至上世紀60到70年代,科學界和公眾對環境問題的意識在不斷增強。R. Carson《寂靜的春天》的出版[23]、1972年聯合國人類環境會議上「只有一個地球」的演講[24]、關於臭氧消耗和氣候變化的首次警報[25-26]以及羅馬俱樂部出版的《增長的極限》,無不在持續推動人們對環境的認識[27]。《增長的極限》一書警告,資源枯竭和環境污染將限制經濟增長[28]。而隨後1972年12月7日阿波羅17號航天器上的宇航員拍攝的「藍色彈珠(The Blue Marble)」圖片,向公眾突出了地球的整體性,更展現了地球的脆弱性[29-31]。

圖2. 「藍色彈珠」 | 來源:NASA

在地球系統科學萌芽過程中,J. Lovelock 於1972年引入了蓋亞假說,把地球比作一個能夠自我調節的、有生命的有機體,即生物和與其相互作用的環境組成了一個整體,並且生物通過內穩態反饋來調節全球環境[32]。儘管這一假說引起了科學辯論和批判[33-34],但它也產生了一種思考地球的新方式,強調了生物群對全球環境的重大影響、連接地球系統主要組分之間的相互聯繫以及反饋的重要性[35-37]。
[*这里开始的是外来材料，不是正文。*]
PR #15384, opened 2024-07-31
[Merged by Bors] - feat(RelSeries): head_singleton, last_singleton

nomeata:
from the Carleson project.

---

[Open in Gitpod](https://gitpod.io/from-referrer/)

PR #15385, opened 2024-07-31
feat(RelSeries): replaceLast

nomeata:
Replaces the last element in a series with a (non-strictly) larger element.
Essentially `p.eraseLast.snoc x`, but also works when `p` is a singleton.

From the Carleson project.

---

- [ ] depends on: #15384


nomeata:
Actually, I might be able to do without this maybe too obscure operation. Let me check.

PR #15391, opened 2024-08-01
[Merged by Bors] - feat: add `OrderedSMul ℝ A` instance for `StarOrderedRing A`

j-loreaux:
This instance is already available in the scope `ComplexOrder`, but for `ℝ` that is unnecesary, so we make it a global instance.

This instance could be moved earlier (so that we don't make use of `RCLike`), but it's probably not that important to do so.

---


urkud:
If there are no benchmark regressions, then please merge it. Thanks!
bors d+

j-loreaux:
bors merge

PR #15401, opened 2024-08-01
[Merged by Bors] - refactor(Condensed): reorganize TopComparison

dagurtomas:
Define a general functor from `TopCat` to sheaves on `CompHausLike P` satisfying some properties, and redefine `topCatToCondensedSet` and `topCatToLightCondSet` in terms of that functor.

---

This simplifies #15321, which the characterization of discrete condensed objects (#14027) depends on.

- [x] depends on: #15518


joelriou:
bors d+

As the variable inclusion has recently changed, it may be safer to sync with master.

dagurtomas:
bors merge

Issue #1074, opened 2022-12-16
`to_additive` feature requests


fpvandoorn:
This is a single issue for new features or feature requests for `to_additive`, that I'll try to keep up-to-date. Feel free to comment with other suggestions
* [ ] Reorder arguments using an arbitrary permutation. This can be used to fix some `to_additive` connections in #1056
* [ ] Improve output of `to_additive?`, showing the type of the generated declaration (and not the body for lemmas)
* [ ] Even more reorder features, so that we can reorder `Pow.mk` to `SMul.mk` (requires re-ordering the function arguments in a particular argument)

YaelDillies:
`to_additive` does not seem to support the auxiliary lemmas generated by `norm_cast`: See #8916

fpvandoorn:
Can you please minimize the example?

YaelDillies:
Is this minimal enough?
```
import Mathlib.Data.Finset.Pointwise

open scoped Pointwise

@[to_additive]
lemma mul_foo {α : Type*} [DecidableEq α] [Mul α] (s t : Finset α) :
    (↑(s * t) : Set α) = ↑s * ↑t := by norm_cast
/-
application type mismatch
  Mathlib.Data.Finset.Pointwise._auxLemma.9
argument has type
  Add α
but function has type
  ∀ [inst : Mul α] (s t : Finset α), ↑s * ↑t = ↑(s * t)
-/
```

fpvandoorn:
Yes, thanks!
This was actually already a [todo](https://github.com/leanprover-community/mathlib4/blob/7be3f9939fab1b0a8c8cfe8c4b1cdfcdaafc6c4b/Mathlib/Tactic/ToAdditive.lean#L949) in the code. I will see if I can find a more systematic way to additivize new declarations generated attributes.

fpvandoorn:
`norm_cast` handling is fixed in #14628

YaelDillies:
> * [ ]  noncomputable definitions in a noncomputable sections won't be translated properly unless you explicitly specify `noncomputable` (this is [feat: mark predefinitions that failed to compile as noncomputable leanprover/lean4#2610](https://github.com/leanprover/lean4/pull/2610))

This makes `to_additive` incompatible with `noncomputable section`. This has come up in #26774.

PR #16026, opened 2024-08-21
[Merged by Bors] - feat: toAdditive to transfer MatcherInfo data

nomeata:
so that printing the definitions shows `match … with` properly, and
meta code looking for matchers work.

Fixes an item on #1074

### DIFF
--- a/Mathlib/Tactic/ToAdditive/Frontend.lean
+++ b/Mathlib/Tactic/ToAdditive/Frontend.lean
@@ -13,6 +13,7 @@ import Mathlib.Lean.Name
 import Lean.Elab.Tactic.Ext
 import Lean.Meta.Tactic.Symm
 import Lean.Meta.Tactic.Rfl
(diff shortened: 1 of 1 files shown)


grunweg:
Thanks for fixing this! I guess/hope that a few workarounds for this issue can be removed now (search for #1074, item (8)). Would you like to perform this clean-up also?

nomeata:
> Would you like to perform this clean-up also?

I wouldn’t mind if someone else will do that :-)

grunweg:
Never mind, I was thinking about item 7: I don't see any obvious locations where this would simplify mathlib code.

nomeata:
This is also needed after https://github.com/leanprover/lean4/pull/4154 hits lean master, so if we merge it now then the nightly testing maintainers (@semorrison and @jcommelin) have less work with the next nightly.

semorrison:
Sold!

bors merge

PR #16028, opened 2024-08-21
[Merged by Bors] - chore(CI): skip full `cache get` if cache looks completely cold

nomeata:
if the current toolchain has never been built on the CI, then spending
close to 4mins to look for each mathlib file is wasteful. So this checks
the existence a cache file for some file in `batteries` (I picked
`Batteries.WF`). If that is not present, then very likely the current
toolchain has not been tested yet, and we can skip the full `lake
cache`.

This speeds up mostly new `pr-testing` CI branches, or after a push to
the lean PR.

### DIFF
--- a/.github/workflows/bors.yml
+++ b/.github/workflows/bors.yml
@@ -163,9 +163,9 @@ jobs:
         id: get
         run: |
           lake exe cache clean
-          # Fail quickly if the cache is completely cold, by checking for Batteries.WF
-          lake exe cache get Batteries.WF
-          ! test -e ./.lake/packages/batteries/.lake/build/lib/Batteries/WF.olean || lake exe cache get
+          # Fail quickly if the cache is completely cold, by checking for Mathlib.Init
+          lake exe cache get Mathlib.Init
+          ! test -e .lake/build/lib/Mathlib/Init.olean || lake exe cache get
 
       - name: build mathlib
         id: build
--- a/.github/workflows/bors.yml
+++ b/.github/workflows/bors.yml
@@ -163,7 +163,9 @@ jobs:
         id: get
         run: |
           lake exe cache clean
-          lake exe cache get
+          # Fail quickly if the cache is completely cold, by checking for Batteries.WF
+          lake exe cache get Batteries.WF
+          ! test -e ./.lake/packages/batteries/.lake/build/lib/Batteries/WF.olean || lake exe cache get
 
       - name: build mathlib
         id: build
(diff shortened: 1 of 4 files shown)


.github/workflows/bors.yml
```diff
@@ -163,7 +163,9 @@ jobs:
         id: get
         run: |
           lake exe cache clean
-          lake exe cache get
+          # Fail quickly if the cache is completely cold, by checking for Batteries.WF
+          lake exe cache get Batteries.WF
+          ! test -e ./.lake/packages/batteries/.lake/build/lib/Batteries/WF.olean || lake exe cache get
```
grunweg, line 168: You could also check for `Mathlib.Init`, now that this file exists. I think that would be even clearer, as that file is supposed to be imported everywhere. Can you test if that also works, and if yes, switch to it? Thanks!

grunweg (approved):
This looks worth having, thanks for doing this! I have left one suggestion below; I will maintainer merge with that addressed.

.github/workflows/bors.yml
adomani: I would be even bolder and look for a file further up the import chain: in 4 minutes, `lake build` has produced `olean`s probably around 100-200 files, so maybe testing for Mathlib.Data.Nat.Defs` is more efficient still.

adomani: Also, looking inside `Mathlib` has the advantage of speeding up PRs to `master` that normally would not have issues with files in dependencies.

nomeata: Hmm, let’s see.

If the toolchain has changed (the use case I am aiming for), any file serves well.

If the toolchain hasn’t changed, but `Mathlib.Data.Nat.Defs` or a file it depends on has changed, then you’d be ignoring possible cache hits for all files that don't depend on `Mathlib.Data.Nat.Defs`, in particular all of `batteries`.

The tradeoffs seem unclear to me, so I'd stick to something simple. `Mathlib.Init` is nice and declarative.

grunweg: I was wondering to this effect, and agree!

nomeata: Right, but that wasn’t the aim – I was aiming for the cold cache case.

If you use a module somewhere in between, then some PRs benefit, other get slower, and it’s basically a game of chance.

Ideally `cache get` would dynamically stop fetching when 404s are returned, but that seems out of scope for it's current architecture.

adomani:
Thanks: I think that this is an improvement!

maintainer merge

mattrobball:
bors merge

PR #16029, opened 2024-08-21
[Merged by Bors] - feat: `a ^ (m - n : ℤ) = a ^ m / a ^ n` for `m n : ℕ`

YaelDillies:
This is a very common special case of `zpow_sub` which is particularly useful for rewriting backwards without having to hit everything with `zpow_natCast`

From LeanAPAP

---


eric-wieser:
bors d+

I found your previous title confusing

YaelDillies:
Sure, I was trying to make it searchable but I guess that's not a huge concern

bors merge

eric-wieser:
I think github searches the PR description too, so perhaps that's a better place for wordy explanation without length limits.

PR #16030, opened 2024-08-21
[Merged by Bors] - feat: Polynomial.eraseLead_degree_lt

ChrisHughes24:
---

### DIFF
--- a/Mathlib/Algebra/Polynomial/EraseLead.lean
+++ b/Mathlib/Algebra/Polynomial/EraseLead.lean
@@ -173,6 +173,9 @@ theorem eraseLead_add_of_natDegree_lt_right {p q : R[X]} (pq : p.natDegree < q.n
 theorem eraseLead_degree_le : (eraseLead f).degree ≤ f.degree :=
   f.degree_erase_le _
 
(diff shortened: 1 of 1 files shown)


Mathlib/Algebra/Polynomial/EraseLead.lean
```diff
@@ -173,6 +173,9 @@ theorem eraseLead_add_of_natDegree_lt_right {p q : R[X]} (pq : p.natDegree < q.n
 theorem eraseLead_degree_le : (eraseLead f).degree ≤ f.degree :=
   f.degree_erase_le _
 
+theorem eraseLead_degree_lt (hf : f ≠ 0) : (eraseLead f).degree < f.degree :=
```
YaelDillies, line 176: I see that the naming convention is also direspected in the rest of the file, but this really should be
```suggestion
theorem degree_eraseLead_lt (hf : f ≠ 0) : (eraseLead f).degree < f.degree :=
```

YaelDillies:
Thanks!

maintainer merge

mattrobball:
bors merge

PR #16032, opened 2024-08-21
[Merged by Bors] - feat(GroupTheory/Perm): composition of permutations is 1 iff they are inverses 

Rida-Hamadani:
---

### DIFF
--- a/Mathlib/Algebra/Group/Basic.lean
+++ b/Mathlib/Algebra/Group/Basic.lean
@@ -645,6 +645,14 @@ theorem mul_eq_one_iff_inv_eq : a * b = 1 ↔ a⁻¹ = b := by
   rw [mul_eq_one_iff_eq_inv, inv_eq_iff_eq_inv]
 
 @[to_additive]
+theorem mul_eq_one_iff_eq_inv' : a * b = 1 ↔ b = a⁻¹ := by
+  rw [mul_eq_one_iff_inv_eq, eq_comm]
+
+@[to_additive]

圖3. James Lovelock 於2006年出版的《蓋亞的復仇: 地球氣候危機與人類命運》。更多有關蓋亞假說的介紹可參考往期文章:《蓋亞假說:地球是一個生命體嗎?》


至1980年,在環境保護意識萌芽及幾次大規模實地調查的推動下,Vernadsky 進行了開創性的研究,Lovelock 則提出了蓋亞假說,這一系列科學發展讓人們形成了對地球的新認識,並挑戰了我們過去對地球僅有的地球物理認識,改變了我們對環境和自然的看法[16,38]。一門新的科學,一門更正式、更有組織的地球系統科學已準備就緒。

發展歷史2:地球系統科學的建立

隨着人們對氣候變化認識的加深,上世紀80年代的許多研討會和會議報告都呼籲建立一種新的學科——「地球科學」[39-40]。而這一呼籲的共識則是,若要建立一門新的科學,其必須建立在將地球視為一個整體,即地球系統的基礎上。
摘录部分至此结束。